• The problem: Among the entries below, extract exactly the lines that run from the one with "cases; lint clean." through the one with "- **title** →", both ends included.
** Opening Records to use block **
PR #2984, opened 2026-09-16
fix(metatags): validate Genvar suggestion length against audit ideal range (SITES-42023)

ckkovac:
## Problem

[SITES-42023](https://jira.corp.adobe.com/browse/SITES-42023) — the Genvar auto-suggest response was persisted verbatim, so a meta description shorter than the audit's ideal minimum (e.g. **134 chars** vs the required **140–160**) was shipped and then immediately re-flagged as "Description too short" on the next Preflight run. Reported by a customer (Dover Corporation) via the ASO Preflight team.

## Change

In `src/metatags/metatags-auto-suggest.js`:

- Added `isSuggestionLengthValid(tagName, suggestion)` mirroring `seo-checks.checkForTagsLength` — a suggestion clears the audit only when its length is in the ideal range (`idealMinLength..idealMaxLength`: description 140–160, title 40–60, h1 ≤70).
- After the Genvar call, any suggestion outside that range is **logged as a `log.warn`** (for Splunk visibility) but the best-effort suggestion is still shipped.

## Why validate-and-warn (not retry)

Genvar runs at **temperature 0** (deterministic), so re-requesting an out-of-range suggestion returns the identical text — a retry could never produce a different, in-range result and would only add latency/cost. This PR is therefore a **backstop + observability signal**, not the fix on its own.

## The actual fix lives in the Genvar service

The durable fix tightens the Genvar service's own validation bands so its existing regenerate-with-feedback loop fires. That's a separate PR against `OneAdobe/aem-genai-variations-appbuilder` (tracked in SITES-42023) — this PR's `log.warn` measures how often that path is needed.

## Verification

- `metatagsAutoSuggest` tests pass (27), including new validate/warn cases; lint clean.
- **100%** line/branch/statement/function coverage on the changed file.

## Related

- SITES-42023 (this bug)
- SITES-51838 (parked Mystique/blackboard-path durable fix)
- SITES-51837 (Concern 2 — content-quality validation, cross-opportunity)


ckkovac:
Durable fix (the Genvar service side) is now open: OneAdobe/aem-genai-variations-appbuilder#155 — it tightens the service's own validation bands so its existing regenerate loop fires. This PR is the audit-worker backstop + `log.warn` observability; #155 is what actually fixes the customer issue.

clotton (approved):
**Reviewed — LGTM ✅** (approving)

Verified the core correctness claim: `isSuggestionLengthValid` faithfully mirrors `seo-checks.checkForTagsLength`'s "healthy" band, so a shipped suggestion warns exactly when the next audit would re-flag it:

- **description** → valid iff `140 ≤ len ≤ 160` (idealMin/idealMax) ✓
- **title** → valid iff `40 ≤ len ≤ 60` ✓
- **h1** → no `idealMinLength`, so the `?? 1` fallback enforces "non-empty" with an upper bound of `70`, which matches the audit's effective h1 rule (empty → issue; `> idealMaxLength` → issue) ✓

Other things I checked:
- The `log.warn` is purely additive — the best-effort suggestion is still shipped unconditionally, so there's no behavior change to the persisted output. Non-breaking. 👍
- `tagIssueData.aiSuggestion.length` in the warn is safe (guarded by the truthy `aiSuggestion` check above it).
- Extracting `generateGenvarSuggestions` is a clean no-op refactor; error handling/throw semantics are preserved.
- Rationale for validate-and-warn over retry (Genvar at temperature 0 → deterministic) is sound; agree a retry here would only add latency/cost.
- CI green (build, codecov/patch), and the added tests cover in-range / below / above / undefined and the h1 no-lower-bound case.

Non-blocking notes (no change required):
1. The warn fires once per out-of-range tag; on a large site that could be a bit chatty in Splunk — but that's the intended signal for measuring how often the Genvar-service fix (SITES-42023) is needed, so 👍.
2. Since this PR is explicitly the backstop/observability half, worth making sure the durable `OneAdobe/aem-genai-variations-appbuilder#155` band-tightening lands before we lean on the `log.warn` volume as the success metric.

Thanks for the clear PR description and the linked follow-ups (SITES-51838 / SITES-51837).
** Closing Records to use block **
• Exercise result:
- `metatagsAutoSuggest` tests pass (27), including new validate/warn cases; lint clean.
- **100%** line/branch/statement/function coverage on the changed file.

## Related

- SITES-42023 (this bug)
- SITES-51838 (parked Mystique/blackboard-path durable fix)
- SITES-51837 (Concern 2 — content-quality validation, cross-opportunity)


ckkovac:
Durable fix (the Genvar service side) is now open: OneAdobe/aem-genai-variations-appbuilder#155 — it tightens the service's own validation bands so its existing regenerate loop fires. This PR is the audit-worker backstop + `log.warn` observability; #155 is what actually fixes the customer issue.

clotton (approved):
**Reviewed — LGTM ✅** (approving)

Verified the core correctness claim: `isSuggestionLengthValid` faithfully mirrors `seo-checks.checkForTagsLength`'s "healthy" band, so a shipped suggestion warns exactly when the next audit would re-flag it:

- **description** → valid iff `140 ≤ len ≤ 160` (idealMin/idealMax) ✓
- **title** → valid iff `40 ≤ len ≤ 60` ✓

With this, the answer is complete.